Sunday, January 3, 2010
A Traditional Canadian Christmas
I am absolutely delighted to have been invited to join the gang at Fatal Foodies. I love to eat (see official photo) and I am quite a good cook, if I say so myself.
I own a small 100-year-old house in the country in Prince Edward County, Ontario. I am surrounded by farms. A field (beans this year, wheat last) is on the other side of my driveway; I can see my neighbour’s two horses out the kitchen window, and when I sit outside on long summer nights I can sometimes hear cows lowing.

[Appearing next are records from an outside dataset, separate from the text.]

PR #309, opened 2024-05-21
main: Added quit on last client disconnect

cybin:
I needed an option to automatically quit wayvnc when the last client disconnect.

Added a condition in client_destroy() and set self->server->do_exit to true, if condition is met.

For example, if wayvnc will only run intentionally by starting via SSH, it automatically
quit when I close the VNC connection and no other clients are connected.

### DIFF
--- a/src/main.c
+++ b/src/main.c
@@ -1726,7 +1726,6 @@ int main(int argc, char* argv[])
 	bool use_transient_seat = false;
 
 	bool quit_on_disconnect = false;
-	bool first_client_connected = false;
 
 	int drm_fd MAYBE_UNUSED = -1;
 
--- a/src/main.c
+++ b/src/main.c
@@ -84,7 +84,7 @@ enum socket_type {
 
 struct wayvnc {
 	bool do_exit;
-	bool quit_on_disconnect;
+	bool exit_on_disconnect;
 
 	struct wl_display* display;
 	struct wl_registry* registry;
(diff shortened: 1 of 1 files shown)


any1:
Hi, have you read CONTRIBUTING.md?

src/main.c
```diff
@@ -1296,6 +1297,10 @@ static void client_destroy(void* obj)
 	nvnc_log(NVNC_LOG_DEBUG, "Client disconnected, new client count: %d",
 			wayvnc->nr_clients);
 
+	if (self->server->quit_on_disconnect && self->server->nr_clients == 0) {
+		self->server->do_exit = true;
```
any1, line 1301: Nit: Prefer calling `wayvnc_exit` here.

src/main.c
```diff
@@ -1752,6 +1759,8 @@ int main(int argc, char* argv[])
 		  .default_ = "30" },
 		{ 'p', "performance", NULL,
 		  "Show performance counters." },
+		{ 'q', "quit", NULL,
+			"Quit on last client disconnect" },
```
any1, line 1763: Nit: This should be indented with tabs and aligned with spaces.

src/main.c
```diff
@@ -1752,6 +1759,8 @@ int main(int argc, char* argv[])
 		  .default_ = "30" },
 		{ 'p', "performance", NULL,
 		  "Show performance counters." },
+		{ 'q', "quit", NULL,
```
any1, line 1762: Let's call this `quit-on-disconnect` or even `exit-on-disconnect`, as the system call is called `exit` after all.

cybin:
Thanks for your help.

So, I'm going to rename everything to exit-on-disconnect and change 'q' to 'e' accordingly. Will push later today, when I got the time to test it.

any1:
LGTM. Please squash into single commit. Keep in mind that commit messages should be written in imperative mood. A commit message should complete the sentence "When applied, this patch will...".

I.e. "main: Added quit on last client disconnect" might be written "main: Add option to exit on last disconnect" instead.

any1:
Pulled

Issue #227, opened 2023-01-18
External listener fd


any1:
There are a few different types of sockets available which people might want to use for listening to VNC connections. This includes "vsock", websockets and systemd sockets.

In order to accommodate "any kind of socket", we can make it possible to pass a socket from a parent process to wayvnc to be used with `listen()`. See https://gitlab.freedesktop.org/wayland/weston/-/commit/2f9319cef611a1c2925e65d63e1068b8f80a531b for reference.

This issue supersedes the following issues and pull requests
 * #144
 * #145 
 * #146

PR #310, opened 2024-05-31
External listener fd

layercak3:
Tested with a systemd .socket unit.

Closes: https://github.com/any1/wayvnc/issues/227
Requires: https://github.com/any1/neatvnc/pull/111

### DIFF
--- a/src/main.c
+++ b/src/main.c
@@ -80,6 +80,7 @@ enum socket_type {
 	SOCKET_TYPE_TCP = 0,
 	SOCKET_TYPE_UNIX,
 	SOCKET_TYPE_WEBSOCKET,
+	SOCKET_TYPE_FROM_FD,
 };
 
 struct wayvnc {
@@ -885,7 +886,7 @@ static char* get_cfg_path(const struct cfg* cfg, char* dst, const char* src)
 }
 
 static int init_nvnc(struct wayvnc* self, const char* addr, uint16_t port,
-		enum socket_type socket_type)
+		int fd, enum socket_type socket_type)
 {
 	switch (socket_type) {
 		case SOCKET_TYPE_TCP:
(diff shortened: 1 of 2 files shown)


layercak3:
Looks like the sr.ht CI is being activated on GitHub PRs somehow but I don't see any indication of it checking out to my commit object. If it needs to be on PRs the linker should be failing on mine.

src/main.c
```diff
@@ -1705,6 +1711,8 @@ int main(int argc, char* argv[])
 
 	const char* address = NULL;
 	int port = 0;
+	bool use_external_listener_fd = false;
```
any1, line 1714: For other socket types, we use boolean command line options to select which kind of "address" we have in the address positional argument. This diverges from that convention.

src/main.c
```diff
@@ -1754,6 +1762,8 @@ int main(int argc, char* argv[])
 		  "Show performance counters." },
 		{ 'u', "unix-socket", NULL,
 		  "Create unix domain socket." },
+		{ 'e', "external-listener-fd", "<fd>",
+		  "Have the VNC server listen on this socket fd, instead of binding to an address and listening on that." },
```
any1, line 1766: I like to keep these explanations as short as possible. Can you think of a way to make this shorter?

src/main.c
```diff
@@ -1831,13 +1845,23 @@ int main(int argc, char* argv[])
...
+	}
+
 	if (use_transient_seat && disable_input) {
 		nvnc_log(NVNC_LOG_ERROR, "transient-seat and disable-input are conflicting options");
 		return 1;
 	}
 
 	if (seat_name && use_transient_seat) {
-		nvnc_log(NVNC_LOG_ERROR, "transient seat and seat are conflicting options");
+		nvnc_log(NVNC_LOG_ERROR, "transient-seat and seat are conflicting options");
```
any1, line 1864: This would belong to a separate commit

wayvnc.scd
```diff
@@ -13,7 +13,7 @@ wayvnc - A VNC server for wlroots based Wayland compositors.
 *-C, --config=<path>*
 	Select a config file.
 
-*-g,--gpu*
+*-g, --gpu*
```
any1, line 16: Formatting changes really should be in a separate commit. If you have sufficient git skills, it would be nice if you could split the commit. Otherwise, just keep this in mind for future contributions.

src/main.c
layercak3: Its only purpose was to substitute for `external_listener_fd >= 0`, so I've removed it.

src/main.c
layercak3: Changed to "Listen on a bound socket at \<fd\> instead of binding to an address."

layercak3:
Force-pushed new commits with review addressed.

src/main.c
any1: I actually meant that the fd should just be treated as an "address". However, at some point I want to add the ability to listen on multiple addresses, so we'll need a new scheme for listing addresses.

any1:
For some reason, the integration test is segfaulting on the github CI, but not srht.

layercak3:
I deployed this on my server and external listener fd works, but it seems that I broke normal address listening after the review (I think I remember it working while working on the patch initially), maybe due to the atoi/option parser retval after removing the boolean. I'll have to fix that.
As for sr.ht, I stated earlier that I don't see any indication of it checking out to PR heads.

layercak3:
I checked on another user's PR and it was doing git checkout (https://builds.sr.ht/~andri/job/1227912), so I was wrong about that, it's only happening to my PRs, probably cause I named the repo "wayvnc-ghfork", maybe a bug in hottub-bridge :)

any1:
LGTM. There are conflicts. Can you resolve them?

any1:
Thanks!

PR #312, opened 2024-06-02
main: Use info.address_storage to compose client addr strings

layercak3:
Fixes a bug where wayvncctl was not showing the last 16 digits of my IPv6 address.


any1:
Thanks!

PR #333, opened 2024-09-12
data-control: Ignore our own offers via custom MIME type

layercak3:
It behaves as intended when I tested. I don't think the custom MIME type will interfere with anything considering password managers add `x-kde-passwordManagerHint` and Chromium/Firefox add stuff too.

### DIFF
--- a/src/data-control.c
+++ b/src/data-control.c
@@ -26,6 +26,8 @@
 
 #include "data-control.h"
 
+static const char custom_mime_type_data[] = "wayvnc";
+
 struct receive_context {
 	struct data_control* data_control;
 	struct zwlr_data_control_offer_v1* offer;
@@ -124,11 +126,15 @@ static void data_control_offer(void* data,
 {
 	struct data_control* self = data;
 
-	if (self->offer)
-		return;
-	if (strcmp(mime_type, self->mime_type) != 0) {
+	if (strcmp(mime_type, self->custom_mime_type_name) == 0) {
+		self->is_own_offer = true;
 		return;
 	}
+
+	if (self->offer)
+		return;
+	if (strcmp(mime_type, self->mime_type) != 0)
+		return;
 
 	self->offer = zwlr_data_control_offer_v1;
 }
@@ -153,9 +159,13 @@ static void data_control_device_selection(void* data,
 {
 	struct data_control* self = data;
 	if (id && self->offer == id) {
-		receive_data(data, id);
+		if (!self->is_own_offer)
+			receive_data(data, id);
+		else
+			zwlr_data_control_offer_v1_destroy(self->offer);
 		self->offer = NULL;
 	}
+	self->is_own_offer = false;
 }
 
 static void data_control_device_finished(void* data,
@@ -170,10 +180,13 @@ static void data_control_device_primary_selection(void* data,
 {
 	struct data_control* self = data;
 	if (id && self->offer == id) {
-		receive_data(data, id);
+		if (!self->is_own_offer)
+			receive_data(data, id);
+		else
+			zwlr_data_control_offer_v1_destroy(self->offer);
 		self->offer = NULL;
-		return;
 	}
+	self->is_own_offer = false;
 }
 
 static struct zwlr_data_control_device_v1_listener data_control_device_listener = {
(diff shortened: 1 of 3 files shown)


src/data-control.c
```diff
@@ -252,9 +271,14 @@ void data_control_init(struct data_control* self, struct wl_display* wl_display,
 	zwlr_data_control_device_v1_add_listener(self->device, &data_control_device_listener, self);
 	self->selection = NULL;
 	self->primary_selection = NULL;
+	self->offer = NULL;
+	self->offer_is_our_own = false;
 	self->cb_data = NULL;
 	self->cb_len = 0;
 	self->mime_type = "text/plain;charset=utf-8";
+	snprintf(self->custom_mime_type_name,
```
any1, line 279: How did you arrive at this particular number of digits for the random number?

any1 (commented):
Did you try this method suggested by emersion? https://gitlab.freedesktop.org/wlroots/wlr-protocols/-/issues/111#note_1143403

layercak3:
> Did you try this method suggested by emersion? https://gitlab.freedesktop.org/wlroots/wlr-protocols/-/issues/111#note_1143403

I had the assumption that anonymous pipes did not have inode numbers, but after some research, looking at /proc/$pid/fd/, and inserting fstat/log calls I was clearly wrong. They do have inode numbers, just in pipefs, not on a userspace-visible filesystem.
It is a viable solution and I can switch the PR to it if you'd like. A transfer has to be performed but the code is more simple.

any1:
> It is a viable solution and I can switch the PR to it if you'd like. A transfer has to be performed but the code is more simple.

I do value simplicity. ;)

The custom mime type might be more robust though, and portable. For example, if the other client decides to use `socketpair` with a tcp socket for some reason, that won't have an inode. A unix stream socket will have an inode, so that also works.

I suppose we could just fall back to the old behaviour if there is no inode and emit a warning message saying that the other end used a weird socket type, so let's do the inode thing, but I'd still like to keep this PR in case we change our minds later.

layercak3:
If I add a `ino_t last_send_inode;` to `struct data_control`, set it to 0 in `data_control_init` (well it's calloc'd anyway), set it to `sb.st_ino` in `data_control_source_send` (if the fd doesn't have an inode then it gets set to 0, but that also means it's definitely not our pipe write fd), and don't run `nvnc_send_cut_text` if `OurPipeReadFdStatBuf.st_ino == ctx->data_control->last_send_inode`, it doesn't completely work. While before the text would be echoed back twice (once for selection, another for primary selection), now it usually only echoes it back once.

We set both the selection and primary selection in `data_control_to_clipboard`, then we get both offers/selection events and create a receive context for both selection events.
Problem is that typically the order of events is that we handle both send events (the send callback sets `self->last_send_inode`), and only then does our event loop call `on_receive`. By the time the first `on_receive` for the first receive context is run we already overwrote `last_send_inode` with the second inode, so it won't match and the clipboard data will be echoed. Then on the second `on_receive` it will match and not echo.
Even if wayvnc didn't set the primary selection, if we were very busy with other clients asking for the clipboard many times, the issue might arise.

Unless there is a simple way to avoid that which I missed, the inode method isn't actually viable.

src/data-control.c
layercak3: Arbitrarily. I guess it's overkill and I can reduce it if you want.

any1: Nah, overkill is good in this case. In fact, I think that it would be even better to use 8 hexadecimal digits than 9 decimal digits.

any1:
Oh, well, thanks for trying out the inode thing anyway. Let's continue with the MIME thing.

src/data-control.c
layercak3: Changed it to `x-wayvnc-client-%08x", rand() % 0xffffffff`

any1: Modulo is not needed. Also, `9 % 9 = 0`. If you want a range from 0 to 9, you need to do `x % 10`.  If rand had a 64 bit return value and you wanted to make it 32 bits, the best way to do it would be to use `x & 0xffffffff` or `x & UINT_MAX` or just downcasting it to `uint32_t`.

Anyway, this should just say `(unsigned int)rand()`.

soreau:
> LGTM. @soreau, can you give this a test for us?

I read through the patch and it looks ok but even after reading the commit message, it's not clear to me what I should be testing for, exactly.

any1:
Thanks!

PR #336, opened 2024-09-17
data-control: Fix use-after-free in on_receive

layercak3:
If a client is closed between the time that one of its receive contexts is created and the time that the receive context is finished reading from its fd, when it is finished and finally calls nvnc_send_cut_text it will access ctx->data_control->server, but data_control is part of the wayvnc_client object which was freed when the client was closed.

The only purpose of the data_control pointer being in receive_context was to pass data_control->server to nvnc_send_cut_text, so receive_context can just store that server pointer itself.

This was the issue I found in https://github.com/any1/neatvnc/pull/114#issuecomment-2303229294
Can be reproduced by having a VNC client open, then `wl-copy < /some/obnoxiously/large/uncompressible/text` on the server and immediately closing the VNC client after running that command.

### DIFF
--- a/src/data-control.c
+++ b/src/data-control.c
@@ -29,7 +29,7 @@
 static const char custom_mime_type_data[] = "wayvnc";
 
 struct receive_context {
-	struct data_control* data_control;
+	struct nvnc* server;
 	struct aml_handler* handler;
 	LIST_ENTRY(receive_context) link;
 	struct zwlr_data_control_offer_v1* offer;
@@ -71,8 +71,7 @@ static void on_receive(void* handler)
 	ctx->mem_fp = NULL;
 
 	if (ctx->mem_size)
-		nvnc_send_cut_text(ctx->data_control->server, ctx->mem_data,
-				ctx->mem_size);
+		nvnc_send_cut_text(ctx->server, ctx->mem_data, ctx->mem_size);
 
 	destroy_receive_context(ctx);
 }
@@ -103,7 +102,7 @@ static void receive_data(void* data,
 	close(pipe_fd[1]);
 
 	ctx->fd = pipe_fd[0];
-	ctx->data_control = self;
+	ctx->server = self->server;
 	ctx->offer = offer;
 	ctx->mem_fp = open_memstream(&ctx->mem_data, &ctx->mem_size);
 	if (!ctx->mem_fp) {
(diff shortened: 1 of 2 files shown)


any1:
Thanks for tracking this down!

The `aml_handle` is responsible for cleaning up the context, and it shouldn't call `on_receive` after it's cleaned up, so this looks more like an aml bug.

any1:
Actually, the handler should be referenced by `data_control` and stopped and unreffed in `data_control_destroy`.

layercak3:
> Actually, the handler should be referenced by `data_control` and stopped and unreffed in `data_control_destroy`.

That makes sense. There can be multiple handlers running concurrently so they would need to be stored in some list/queue though.

I also think it that it makes sense that the receive context is decoupled from the client. I thought that was the intention when reading the code, and none of the things in receive_context are necessarily tied to the client (cleaned up when it's gone).

layercak3:
I just added the receive context/aml handler to a linked list so I can stop the receive contexts when closing the client.
I'll properly check this and test again in some hours.
I'm not familiar with aml and need to learn this but right now I think I need to `aml_unref` too (probably in `on_receive` too)

src/data-control.c
```diff
@@ -116,6 +108,9 @@ static void receive_data(void* data,
 		return;
 	}
 
+	ctx->handler = handler;
```
any1, line 110: Objects that reference the handler should call `aml_ref` (and `aml_unref` on destroy). It's not strictly needed for the over-all picture here, but it should be done for sake of consistency.

There is a slight problem with keeping a reference here though in that this will cause a circular reference. What we should do here is turn around the ownership, so that the context owns the handler. This means removing the cleanup callback from `aml_handler_new` and destroying the context in `on_receive` instead.

src/data-control.c
```diff
@@ -293,6 +289,11 @@ void data_control_destroy(struct data_control* self)
 	}
 	zwlr_data_control_device_v1_destroy(self->device);
 	free(self->cb_data);
+
+	struct receive_context* receive_context;
+	struct receive_context* tmp;
+	LIST_FOREACH_SAFE (receive_context, &self->receive_contexts, link, tmp)
```
any1, line 294: Nit: It's generally a more robust approach to use `while (!LIST_EMPTY(...))`.

layercak3:
I understand it better now. Thanks for your help and blog post.

any1:
blog post?

layercak3:
https://andri.yngvason.is/managing-object-lifetimes-in-c.html
It's pretty basic stuff but I don't have much experience :p

any1:
LGTM.

any1:
Thanks!

PR #338, opened 2024-09-27
buffer: Fix compilation without ENABLE_SCREENCOPY_DMABUF

onluen:
`wv_gbm_device` is used unconditionally in `buffer.c`, which breaks compilation. I exposed `wv_gbm_device` unconditionally and limit it's contents instead.


any1:
Thanks. `wv_create_buffer`, didn't really need to be exposed in the header, so I removed it and fixed this.

PR #345, opened 2024-10-21
actions: Fixed node16 deprecation error causing build failure

guylamar2006:
I have read and understood CONTRIBUTING.md


any1:
Nit: commit messages should be in imperative mood. I.e. "Fixed" should be "Fix".

any1:
Applied

PR #385, opened 2025-06-10
ctl: Add command to set the desktop name

layercak3:
This can be used to change the client's window title at runtime to include something like the title of the currently focused window or the representation of the focused workspace's layout.


any1:
Looks like I forgot to merge this a while back. Thanks!

PR #397, opened 2025-08-15
main: Allow websockets to use fd and unix sockets

tsukasa-au:
The docs for the `--unix-socket` and `--external-listener-fd` options sound like they should work with the `--websocket` option. This change implements that.

By allowing wayvnc to accept an arbitrary FD to listen on, we can use systemd's socket activation functionality to start wayvnc on demand.

I am adding this as I want to put wayvnc behind nginx, and only start wayvnc when a webclient is trying to connect to the backend.

--
`I have read and understood CONTRIBUTING.md`

NOTE: I was not exactly clear on how you prefer lines to be wrapped, I believe I have followed style guide, but am not certain.

### DIFF
--- a/src/main.c
+++ b/src/main.c
@@ -80,7 +80,6 @@ struct wayvnc_client;
 enum socket_type {
 	SOCKET_TYPE_TCP = 0,
 	SOCKET_TYPE_UNIX,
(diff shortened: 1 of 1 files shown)


any1:
Thanks!

PR #456, opened 2026-09-19
Allow disabling clipboard synchronization independently of input

krscott:
Add `--disable-clipboard` to turn off clipboard and primary-selection synchronization without disabling keyboard or pointer input. This skips per-client data-control device creation; applications on the compositor can still copy and paste normally. The default behavior is unchanged.

This is useful for input-only clients that do not need clipboard access. It also avoids a reproducible disconnect race: with an active selection, rapidly connecting and disconnecting RFB clients can leave pending `data_offer` events addressed to destroyed data-control devices. Libwayland discards those events and later rejects a new offer ID with `not a valid new object id`, disconnecting wayvnc from the compositor.

Verified by building the patch against 0.10.1 with its Meson tests and checking the new CLI option. Headless Sway integration verification covers client churn, keyboard/pointer input, and application copy/paste with forwarding disabled.


krscott:
🤖 gpt-6 on behalf of krscott:

Arch Linux and FreeBSD CI passed. The [Ubuntu job](https://builds.sr.ht/~andri/job/1891978) failed before checkout or compilation: SourceHut could not boot the configured image and reported `Missing base image functions 'ubuntu/plucky'`.

Local verification against 0.10.1 passed the Meson tests and a 2,000-connection RFB disconnect probe with clipboard forwarding disabled. The same probe crashes without the option. Application copy/paste, keyboard input, and pointer input still work with the option enabled.

any1:
Please read CONTRIBUTING.md

krscott:
apologies. meant to limit this PR to my fork, not push upstream.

I have only lived here 18 months, and this summer past I put in the start of a vegetable garden. Not much, just lettuce and tomatoes, but I plan to expand the garden every year. The County (as we call Prince Edward County) is famous for farms and wineries, so in the summer and fall I can buy almost anything in the way of produce, eggs, cheese either by walking to a nearby farmer’s gate stand or driving a short distance.
The picture is of a flock of wild turkeys crossing the field beside my property.
I think I am the only Canadian on the blog, so I thought that just coming off the holidays, I would give you an idea of what we ate over Christmas. Probably pretty close to a traditional Canadian Christmas, if there is such a thing in this most multi-cultural of countries.
Christmas Eve. I made a very traditional Quebec pork pie called a Tortière, which I served with a big green salad tossed with cranberries and pine nuts in a dressing flavoured with maple syrup. For dessert we had butterscotch pie.
Christmas Morning. My brother and one daughter made pancakes, scrambled eggs, bacon and sausages. The pancakes were slathered with maple syrup from the farm about 10 kilometres from my house.
Christmas dinner. I made two types of Crostini as the starter then we had a fresh, free-range turkey with The World’s Best Stuffing (TM), mashed potatoes, squash and sweet potato casserole (flavoured with nutmeg and maple syrup), green beans, and gravy. Dessert was left-over butterscotch pie, and apple pie with ice cream.
Boxing Day. (The day after Christmas is a holiday here). My daughter’s friends came to visit. Between rounds of cards and board games, I served a green salad and homemade cornbread to go with baked beans. The beans were special for me as I made them with navy beans I had harvested myself. The neighbouring farmer told me to help myself to all the beans I wanted. And so I did. I picked bowls and bowls of beans, shelled them all, and packed them into glass jars.
Total effort expended on harvesting and storing two cups of beans used for Boxing Day Dinner – about an hour.
Cost of two cups of beans if purchased at the store – probably about a buck fifty.
Satisfaction from knowing exactly where my food came from – incalculable.